Even though both Hester and Marion smiled at that hopefully neither of them had the courage to agree with Lily outloud.


21st August 1940

Dearest Hester,

You have no idea how sorry I am not to be able to answer your letter earlier than today. I know that being busy with my studies and my parents insisting on me studying hard even though I do have holidays and no school yet, is an explanation. I know you will forgive me, you always do because you have such kind heart but I really do feel sorry and ashamed of myself because I know that you always reply to my letters in a time of one day.

I am very glad that you got through the day of your brother and your cousins leaving for their training quite well. I am very proud of you, you know. You are so strong and you don't give yourself enough credit for many things.

I am also very glad that you are always keeping me updated on everything happening in your life. It sometimes seems to me that even if I was to be going to see you tomorrow we wouldn't have anything new to share with one another, I know everything what's going on in Prince Edward Island and you know everything that is happening in New York.
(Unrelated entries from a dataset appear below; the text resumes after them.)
PR #483, opened 2018-08-15
An initial release of simultaneous fit on multicores (slower for most…

dtnguyen2:
# Release Note
Part of the work on sherpa's **Performance Improvements** by performing simultaneous fit on multiple cores.  Note, this is not to be confused with PR #444 and PR #503.

# Description
Sherpa allows the modeling of multiple, independent data sets; However, sherpa evaluates the independent data sets sequentially.  This PR distributes the evaluations of the multiple independent data sets using the multi-cores built-in the user's workstation.  The current default setting for this PR is to evaluate the multiple independent data sets sequentially since the overhead for distributing the workload across multi-cores is high if the evaluation of the data sets is not time consuming.  However, the user/tester can change the default setting at runtime by entering the fit as: ```fit(numcores=N)``` where N is an integer greater then one.

# Notes
The original requirements for this PR can found at #442, although it is hard to say which specific category this PR fits in the initial requirements.

### DIFF
--- a/sherpa/astro/ui/utils.py
+++ b/sherpa/astro/ui/utils.py
@@ -1,11 +1,6 @@
 #
-<<<<<<< HEAD
 #  Copyright (C) 2010, 2015, 2016, 2017, 2018, 2019, 2020
 #      Smithsonian Astrophysical Observatory
-=======
-#  Copyright (C) 2010, 2015, 2016, 2017, 2018
-#             Smithsonian Astrophysical Observatory
->>>>>>> an initial release of simultaneous fit on multicores (slower for most, ie a lot, of cases :)
 #
 #
 #  This program is free software; you can redistribute it and/or modify
@@ -9998,11 +9993,7 @@ class Session(sherpa.ui.utils.Session):
         # validate the kwds to f.fit() so user typos do not
         # result in regular fit
         # valid_keys = sherpa.utils.get_keyword_names(sherpa.fit.Fit.fit)
-<<<<<<< HEAD
-        valid_keys = ('outfile', 'clobber', 'filter_nan', 'cache')
-=======
         valid_keys = ('outfile', 'clobber', 'filter_nan', 'numcores')
->>>>>>> an initial release of simultaneous fit on multicores (slower for most, ie a lot, of cases :)
         for key in kwargs.keys():
             if key not in valid_keys:
                 raise TypeError("unknown keyword argument: '%s'" % key)
--- a/sherpa/astro/ui/utils.py
+++ b/sherpa/astro/ui/utils.py
@@ -9993,7 +9993,7 @@ class Session(sherpa.ui.utils.Session):
         # validate the kwds to f.fit() so user typos do not
         # result in regular fit
         # valid_keys = sherpa.utils.get_keyword_names(sherpa.fit.Fit.fit)
-        valid_keys = ('outfile', 'clobber', 'filter_nan', 'numcores')
+        valid_keys = ('outfile', 'clobber', 'filter_nan', 'cache', 'numcores')
         for key in kwargs.keys():
             if key not in valid_keys:
                 raise TypeError("unknown keyword argument: '%s'" % key)
--- a/sherpa/astro/ui/utils.py
+++ b/sherpa/astro/ui/utils.py
@@ -1,6 +1,11 @@
 #
+<<<<<<< HEAD
 #  Copyright (C) 2010, 2015, 2016, 2017, 2018, 2019, 2020
 #      Smithsonian Astrophysical Observatory
+=======
+#  Copyright (C) 2010, 2015, 2016, 2017, 2018
+#             Smithsonian Astrophysical Observatory
+>>>>>>> an initial release of simultaneous fit on multicores (slower for most, ie a lot, of cases :)
 #
 #
 #  This program is free software; you can redistribute it and/or modify
@@ -9803,7 +9808,7 @@ class Session(sherpa.ui.utils.Session):
 
         return fit_to_ids, datasets, models
 
-    def _get_bkg_fit(self, id, otherids=(), estmethod=None):
+    def _get_bkg_fit(self, id, otherids=(), estmethod=None, numcores=1):
 
         fit_to_ids, datasets, models = self._prepare_bkg_fit(id, otherids)
 
@@ -9812,7 +9817,7 @@ class Session(sherpa.ui.utils.Session):
 
         fit_to_ids = tuple(fit_to_ids)
 
-        f = self._get_fit_obj(datasets, models, estmethod)
+        f = self._get_fit_obj(datasets, models, estmethod, numcores)
 
         return fit_to_ids, f
 
@@ -9993,15 +9998,21 @@ class Session(sherpa.ui.utils.Session):
         # validate the kwds to f.fit() so user typos do not
         # result in regular fit
         # valid_keys = sherpa.utils.get_keyword_names(sherpa.fit.Fit.fit)
+<<<<<<< HEAD
         valid_keys = ('outfile', 'clobber', 'filter_nan', 'cache')
+=======
+        valid_keys = ('outfile', 'clobber', 'filter_nan', 'numcores')
+>>>>>>> an initial release of simultaneous fit on multicores (slower for most, ie a lot, of cases :)
         for key in kwargs.keys():
             if key not in valid_keys:
                 raise TypeError("unknown keyword argument: '%s'" % key)
 
+        numcores = kwargs.get('numcores', 1)
+
         if fit_bkg:
-            ids, f = self._get_bkg_fit(id, otherids)
+            ids, f = self._get_bkg_fit(id, otherids, numcores=numcores)
         else:
-            ids, f = self._get_fit(id, otherids)
+            ids, f = self._get_fit(id, otherids, numcores=numcores)
 
         if 'filter_nan' in kwargs and kwargs.pop('filter_nan'):
             for i in ids:
--- a/sherpa/data.py
+++ b/sherpa/data.py
@@ -1,6 +1,11 @@
 #
+<<<<<<< HEAD
 #  Copyright (C) 2008, 2015, 2016, 2017, 2019, 2020
 #     Smithsonian Astrophysical Observatory
+=======
+#  Copyright (C) 2008, 2015, 2016, 2017, 2018
+#             Smithsonian Astrophysical Observatory
+>>>>>>> an initial release of simultaneous fit on multicores (slower for most, ie a lot, of cases :)
 #
 #
 #  This program is free software; you can redistribute it and/or modify
@@ -30,9 +35,10 @@ from sherpa.models.regrid import EvaluationSpace1D, EvaluationSpace2D
 from sherpa.utils.err import DataErr
 from sherpa.utils import SherpaFloat, NoNewAttributesAfterInit, \
     print_fields, create_expr, calc_total_error, bool_cast, \
-    filter_bins
+    filter_bins, parallel_map_funcs
 
 
+<<<<<<< HEAD
 __all__ = ('Data', 'DataSimulFit', 'Data1D', 'Data1DInt',
            'Data1DAsymmetricErrs', 'Data2D', 'Data2DInt')
 
@@ -89,6 +95,9 @@ class DataSpace1D(EvaluationSpace1D):
             return self
 
         data = self.grid[0]
+=======
+__all__ = ('Data', 'DataSimulFit', 'Data1D', 'Data1DInt', 'Data2D', 'Data2DInt')
+>>>>>>> an initial release of simultaneous fit on multicores (slower for most, ie a lot, of cases :)
 
         data = self.filter.apply(data)
         return DataSpace1D(self.filter, data)
@@ -866,20 +875,45 @@ class DataSimulFit(NoNewAttributesAfterInit):
 
     """
 
+<<<<<<< HEAD
     def __init__(self, name, datasets):
         self.name = name
+=======
+    def __init__(self, name, datasets, numcores=1):
+>>>>>>> an initial release of simultaneous fit on multicores (slower for most, ie a lot, of cases :)
         if len(datasets) == 0:
             raise DataErr('zerodatasimulfit', type(self).__name__)
         self.datasets = tuple(datasets)
         NoNewAttributesAfterInit.__init__(self)
 
     def eval_model_to_fit(self, modelfuncs):
+<<<<<<< HEAD
         total_model = []
 
         for func, data in zip(modelfuncs, self.datasets):
             total_model.append(data.eval_model_to_fit(func))
 
         return numpy.concatenate(total_model)
+=======
+        if self.numcores == 1:
+            total_model = []
+            for func, data in izip(modelfuncs, self.datasets):
+                tmp_model = data.eval_model_to_fit(func)
+                total_model.append(tmp_model)
+            return numpy.concatenate(total_model)
+        else:
+        # best to make this a different derived class
+            funcs = []
+            datasets = []
+            for func, data in izip(modelfuncs, self.datasets):
+                funcs.append(func)
+                datasets.append(data.get_indep(filter=False))
+            total_model = parallel_map_funcs(funcs, datasets)
+            all_model = []
+            for model, data in izip(total_model, self.datasets):
+                all_model.append(data.apply_filter(model))
+            return numpy.concatenate(all_model)
+>>>>>>> an initial release of simultaneous fit on multicores (slower for most, ie a lot, of cases :)
 
     def to_fit(self, staterrfunc=None):
         total_dep = []
--- a/sherpa/data.py
+++ b/sherpa/data.py
@@ -1,11 +1,6 @@
 #
-<<<<<<< HEAD
 #  Copyright (C) 2008, 2015, 2016, 2017, 2019, 2020
 #     Smithsonian Astrophysical Observatory
-=======
-#  Copyright (C) 2008, 2015, 2016, 2017, 2018
-#             Smithsonian Astrophysical Observatory
->>>>>>> an initial release of simultaneous fit on multicores (slower for most, ie a lot, of cases :)
 #
 #
 #  This program is free software; you can redistribute it and/or modify
@@ -38,7 +33,6 @@ from sherpa.utils import SherpaFloat, NoNewAttributesAfterInit, \
     filter_bins, parallel_map_funcs
 
 
-<<<<<<< HEAD
 __all__ = ('Data', 'DataSimulFit', 'Data1D', 'Data1DInt',
            'Data1DAsymmetricErrs', 'Data2D', 'Data2DInt')
 
@@ -95,9 +89,6 @@ class DataSpace1D(EvaluationSpace1D):
             return self
 
         data = self.grid[0]
-=======
-__all__ = ('Data', 'DataSimulFit', 'Data1D', 'Data1DInt', 'Data2D', 'Data2DInt')
->>>>>>> an initial release of simultaneous fit on multicores (slower for most, ie a lot, of cases :)
 
         data = self.filter.apply(data)
         return DataSpace1D(self.filter, data)
@@ -875,29 +866,18 @@ class DataSimulFit(NoNewAttributesAfterInit):
 
     """
 
-<<<<<<< HEAD
-    def __init__(self, name, datasets):
-        self.name = name
-=======
     def __init__(self, name, datasets, numcores=1):
->>>>>>> an initial release of simultaneous fit on multicores (slower for most, ie a lot, of cases :)
         if len(datasets) == 0:
             raise DataErr('zerodatasimulfit', type(self).__name__)
+        self.name = name
         self.datasets = tuple(datasets)
+        self.numcores = numcores
         NoNewAttributesAfterInit.__init__(self)
 
     def eval_model_to_fit(self, modelfuncs):
-<<<<<<< HEAD
-        total_model = []
-
-        for func, data in zip(modelfuncs, self.datasets):
-            total_model.append(data.eval_model_to_fit(func))
-
-        return numpy.concatenate(total_model)
-=======
         if self.numcores == 1:
             total_model = []
-            for func, data in izip(modelfuncs, self.datasets):
+            for func, data in zip(modelfuncs, self.datasets):
                 tmp_model = data.eval_model_to_fit(func)
                 total_model.append(tmp_model)
             return numpy.concatenate(total_model)
@@ -905,15 +885,14 @@ class DataSimulFit(NoNewAttributesAfterInit):
         # best to make this a different derived class
             funcs = []
             datasets = []
-            for func, data in izip(modelfuncs, self.datasets):
+            for func, data in zip(modelfuncs, self.datasets):
                 funcs.append(func)
                 datasets.append(data.get_indep(filter=False))
             total_model = parallel_map_funcs(funcs, datasets)
             all_model = []
-            for model, data in izip(total_model, self.datasets):
+            for model, data in zip(total_model, self.datasets):
                 all_model.append(data.apply_filter(model))
             return numpy.concatenate(all_model)
->>>>>>> an initial release of simultaneous fit on multicores (slower for most, ie a lot, of cases :)
 
     def to_fit(self, staterrfunc=None):
         total_dep = []
--- a/sherpa/data.py
+++ b/sherpa/data.py
@@ -888,7 +888,7 @@ class DataSimulFit(NoNewAttributesAfterInit):
             for func, data in zip(modelfuncs, self.datasets):
                 funcs.append(func)
                 datasets.append(data.get_indep(filter=False))
-            total_model = parallel_map_funcs(funcs, datasets)
+            total_model = parallel_map_funcs(funcs, datasets, self.numcores)
             all_model = []
             for model, data in zip(total_model, self.datasets):
                 all_model.append(data.apply_filter(model))
--- a/sherpa/utils/__init__.py
+++ b/sherpa/utils/__init__.py
@@ -2737,6 +2737,7 @@ def parallel_map(function, sequence, numcores=None):
 
     return run_tasks(procs, err_q, out_q, numcores)
 
+
 def parallel_map_funcs(funcs, datasets, numcores=None):
     """Run a sequence of function on a sequence of inputs in parallel.
 
@@ -2754,7 +2755,6 @@ def parallel_map_funcs(funcs, datasets, numcores=None):
     datasets : a list or tuple of array_like
        The data to be passed to ``func``. The number of elements in
        datasets must match the number of elements of funcs.
-
     numcores : int or None, optional
        The number of calls to ``funcs`` to run in parallel. When
        set to ``None``, all the available CPUs on the machine - as
@@ -2770,15 +2770,14 @@ def parallel_map_funcs(funcs, datasets, numcores=None):
 
     Notes
     -----
-    Due to the overhead involve in passing the functions and datasets
+    Due to the overhead involved in passing the functions and datasets
     to the different cores, the functions should be very time consuming
-    to compute.  A similar requirement (the function is expected to be
-    run on computations that take a significant amount of time to run.)
-    to the the parallel_map function
-
-    An ordered iterable (ie tuple or list) should be used to pass multiple
+    to compute (of order 0.1-1s).  This is similar to the ``parallel_map``
+    function.
+    
+    An ordered iterable (i.e. tuple or list) should be used to pass multiple
     values to the multiple functions. The lengths of the iterable funcs and
-    datasets must be equal. The coressponding funcs and datasets are passed
+    datasets must be equal. The corresponding funcs and datasets are passed
     to the different cores to distribute the work in parallel. There is no
     guarantee to the ordering of the tasks.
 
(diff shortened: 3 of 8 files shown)


dtnguyen2:
lowered the tolerance on the error of the error, but when I tried to push it back it gave me the following error, see below.  I tried to use the commands Omar suggested previously:

git reset --hard
git rebase @{u}
git push

to no avail

(sherpa3) [dtn@devel12 sherpa]$ git push myfork no-optmethods-Fortran
To https://github.com/dtnguyen2/sherpa
 ! [rejected]          no-optmethods-Fortran -> no-optmethods-Fortran (fetch first)
(sherpa3) [dtn@devel12 sherpa]$ git reset --hard
HEAD is now at 62aef807 Some tests are failing on 1 of the errors in the covar matrix, hoping relaxing tol should fix it
(sherpa3) [dtn@devel12 sherpa]$ git rebase @{u}
Current branch no-optmethods-Fortran is up to date.
(sherpa3) [dtn@devel12 sherpa]$ git push
To https://github.com/dtnguyen2/sherpa
 ! [rejected]          no-optmethods-Fortran -> no-optmethods-Fortran (fetch first)

sherpa/data.py
```diff
@@ -490,19 +490,31 @@ class DataSimulFit(Data):
 
     """
 
-    def __init__(self, name, datasets):
+    def __init__(self, name, datasets, numcores=1):
```
DougBurke: Given that `numcores` is only used in `eval_model_to_fit`, it looks like it would be better if it were an argument to `eval_model_to_fit` rather than an attribute of the `BaseData` object. Or does the "complicated" way we implement/use `BaseData` mean that this doesn't work?

dtnguyen2: For now, let's leave it the constructor as is for testing purposes. The default value for numcores=1; However, if you want to run with multicores, say 3, then run your script with
```
fit(numcores=3)
```
I tested this claim by adding a printing statement in the constructor of the DataSimulFit
```
(sherpa3) [dtn@devel12 sherpa]$ git diff sherpa/data.py
diff --git a/sherpa/data.py b/sherpa/data.py
index de2d0302..701c2eb2 100644
--- a/sherpa/data.py
+++ b/sherpa/data.py
@@ -491,6 +491,7 @@ class DataSimulFit(Data):
     """
 
     def __init__(self, name, datasets, numcores=1):
+        print('DataSimulFit::__init__ numcores =', numcores)
         if len(datasets) == 0:
             raise DataErr('zerodatasimulfit', type(self).__name__)
         datasets = tuple(datasets)
```

(sherpa3) [dtn@devel12 integrate]$ python fit_3_spectra_simple.py | grep numbers
DataSimulFit::__init__ numcores = 1

Changing the script from fit() to fit(numcores=3)

(sherpa3) [dtn@devel12 integrate]$ diff fit_3_spectra_simple.py tmp.py
68d67
<
85c84
<     fit()
---
>     fit(numcores=3)

(sherpa3) [dtn@devel12 integrate]$ python tmp.py | grep numcores
DataSimulFit::__init__ numcores = 3

dtnguyen2: For fun, I moved the ```numcores``` from the constructor of the DataSimulFit class and moved it to the ```eval_model_to_fit```  as Doug suggested.  Unfortunately, the ```fit(numcores=3)``` has no effect.  Not a good idea in my opinion, I'm willing to move it but I suspect the user interface is not going to be pretty but that is just my opinion

DougBurke:
This is going to need rebasing before it is easy for us to test.

anetasie:
There are several cases of the simultaneous fit of multiple data sets:
1/ all data set ids have exactly the same model components and model expressions:
2/ each data set id has specific separate model components with different parameters and model expressions.
3/ some data sets have some common model components with the same parametrs,  but different model expressions.
In each case the multicore fits would need to be handled differently. Is this done in this PR?

dtnguyen2:
The enhancement in this PR was based on the script and data that you gave me which was taken from: ```/data/sherpa/TestIssues/SimulFit3```.  So I suspect it is case 1 only.

dtnguyen2:
For simultaneous fit, each data set has to have a model expression associated with it.  This PR just distribute the matched model expression with the data set to different cores, see the the function ```parallel_map_funcs(funcs, datasets, numcores=None):``` for details, so I think the three cases are covered.  BTW, I made _numcores=1_ as the default cause I think for most cases it is _not_ cost effective to distribute the work on multiple cores.

dtnguyen2:
Here is another data point for you:  Took the data/script from one of SDS regression tests, ie took: _/data/lenin2/Test/CIAO4.11/SherpaRegressionBeta1/45_
I commented out all sherpa's commands after the call to ```fit()``` cause I'm only interested in the time it takes do the simultaneous fit with/out use of multicores.

```
(sherpa) [dtn@devel12 cachebug]$ diff fit_4.py fit_4_numcores.py
39c39
< fit()
---
> fit(numcores=4)

(sherpa) [dtn@devel12 cachebug]$ time python fit_4.py > a

real	3m20.413s
user	3m20.227s
sys	0m0.162s

(sherpa) [dtn@devel12 cachebug]$ time python fit_4_numcores.py > c
/export/sherpa/sherpa/utils/__init__.py:496: VisibleDeprecationWarning: sctypeNA and typeNA will be removed in v1.18 of numpy
  v = '%s[%d]' % (numpy.typeNA[v.dtype.type], v.size)

real	3m13.753s
user	9m36.160s
sys	0m28.494s

(sherpa) [dtn@devel12 cachebug]$ diff a c | wc
      0       0       0
```

So we managed to reduce the computing time from ~3m20 to ~3m14 using 4 cores for the 4 data sets, not much of an improvement. 

```
(sherpa) [dtn@devel12 cachebug]$ grep nfev a
nfev           = 711
```

As time consuming as the script/data is ~.28secs per model evaluation for the 4 data sets using 4 cores, it is still enough to take advantage of the distributed computation.

dtnguyen2:
@hamogu, working on fixing the messed-up rebase

dtnguyen2:
just noticed that one test passed, so it should be ready by tomorrow

sherpa/data.py
```diff
@@ -866,20 +866,33 @@ class DataSimulFit(NoNewAttributesAfterInit):
...
+                total_model.append(tmp_model)
+            return numpy.concatenate(total_model)
+        else:
+        # best to make this a different derived class
+            funcs = []
+            datasets = []
+            for func, data in zip(modelfuncs, self.datasets):
+                funcs.append(func)
+                datasets.append(data.get_indep(filter=False))
+            total_model = parallel_map_funcs(funcs, datasets)
```
hamogu, line 891: I'm sure you thought about it, but I'm curious why you don't use `eval_model_to_fit` in this case, something like
```
for ...
    funcs.append(data.eval_model_to_fit)
    arg_for_funcs.append(func)
total_model = parallel_map_funcs(funcs, arg_for_funcs)
```
Since the two branches for 1 or more cores are different, I suggest a small comment in the code.

sherpa/utils/__init__.py
```diff
@@ -2736,6 +2737,56 @@ def parallel_map(function, sequence, numcores=None):
...
+
+    funcs_size = len(funcs)
+    datasets_size = len(datasets)
+    if funcs_size != datasets_size:
+        msg = "input funcs (%d) and datsets (%d) size must be same" % \
+            (funcs_size, datasets_size)
+        raise TypeError(msg)
+
+    if not _multi or datasets_size == 1 or \
+            (numcores is not None and numcores < 2):
```
hamogu, line 2760: Is there a usecase for negative numcores or are you just catching both 0 and 1 here?

sherpa/utils/tests/test_utils.py
```diff
@@ -388,3 +389,14 @@ def test_filter_bins_unordered():
     assert len(flags) == len(expected)
     for got, exp in zip(flags, expected):
         assert got == exp
+
+def test_paralle_map_funcs():
```
hamogu, line 393: typo "parallel"  ;-)

sherpa/utils/tests/test_utils.py
```diff
@@ -388,3 +389,14 @@ def test_filter_bins_unordered():
...
+    for arg in range(1, 5):
+        func = [numpy.sum]
+        funcs = arg * func
+        datas = [numpy.arange(1, 2+2*i) for i in range(arg)]
+        result = []
+        for func, data in zip(funcs, datas):
+            result.extend(numpy.asarray(list(map(func, data))))
+        assert_equal(result, utils.parallel_map_funcs(funcs, datas, arg))
+
```
hamogu, line 402: I think we need a "real" test, too, that uses all the sherpa machinery with setting up data, defining a model through the ui etc.

I know this is marked as WIP, so I understand it's just not here yet, but I'm just saying we'll need it eventually.

sherpa/utils/__init__.py
```diff
@@ -2736,6 +2737,56 @@ def parallel_map(function, sequence, numcores=None):
...
+    out_q = manager.Queue()
+    err_q = manager.Queue()
+    lock = manager.Lock()
+
+    # if datasets is less than numcores, only use len datasets number of
+    # processes
+    numcores = min(funcs_size, datasets_size)
+
+    procs = []
+    for ii, chunk in enumerate(datasets):
```
hamogu, line 2784: `for func, chunk in zip(funcs, datasets):` is functionally the same but makes more clear what's going on here.

sherpa/astro/ui/utils.py
```diff
@@ -9993,15 +9993,17 @@ def _fit(self, id=None, *otherids, **kwargs):
         # validate the kwds to f.fit() so user typos do not
         # result in regular fit
         # valid_keys = sherpa.utils.get_keyword_names(sherpa.fit.Fit.fit)
-        valid_keys = ('outfile', 'clobber', 'filter_nan', 'cache')
+        valid_keys = ('outfile', 'clobber', 'filter_nan', 'numcores')
         for key in kwargs.keys():
```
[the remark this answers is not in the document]
dtnguyen2: you are right

sherpa/data.py
dtnguyen2: The original ```parallel_map``` assumes the arguments are numpy arrays to do its magic, which is not the case here.

I don't have data and not very familiar with what models are _time consuming_ so I relied on SDS giving me, the one test which goes from 3:20 to 3:14secs using 4 cores is the one that @anetasie gave me.

BTW, if one wants to have a runtime option of setting ```numcores``` then do tell how that can be done, enjoy.

sherpa/utils/__init__.py
dtnguyen2: users are creative with their options

sherpa/astro/ui/utils.py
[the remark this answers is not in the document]
dtnguyen2: done

sherpa/utils/__init__.py
hamogu: So, how about `numcores == 1`? (I know you copied that just from the function above, but I still wonder why it's written this way.

sherpa/data.py
hamogu: I'm thinking hard a about a model I can try for this, hopefully I get an idea over the weekend.

hamogu:
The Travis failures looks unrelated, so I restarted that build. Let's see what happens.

I cannot believe that the British withdrew from the Italians! I was so hopeful that they would win this invasion but they didn't of course and it makes my blood run wild. And now Germans are really bombing Great Britian and I don't know what to think about it at all. The only thing that keeps me positive about that is that Gil and Marshall are there, as you wrote to me, to defend it. I have more faith in them than the whole British army right now. But enough of the war news now, I know that you don't feel comfortable while listening to them or reading them for that matter too.

Now, you ask me what I think about the situation with Lily and John. It's a shame that Lily and I don't correspond half as often as we do, Hester. But then everything happens for a reason, doesn't it?

I wasn't even surprised when you wrote to me that Lily actually kissed John before he jumped on that train with Walt and Selwyn, she was always wild and I know that fact myself. But it is a great dissapointment that John didn't kiss her back. I don't quite know how Lily must be feeling about all of this and that is why I admire her for her strength to do that.

However, Hester, just like you I think that "on one sunny day" he will regain his senses and realise that Lily is the one and only for him and if not, I will strangle him myself. And do not protest to that, Hes.

It's still quite amazing to think that one of your cousins who is indeed just two years older than us, Walt I mean, is already engaged! It makes me feel very strange indeed, just like you said how it made you feel.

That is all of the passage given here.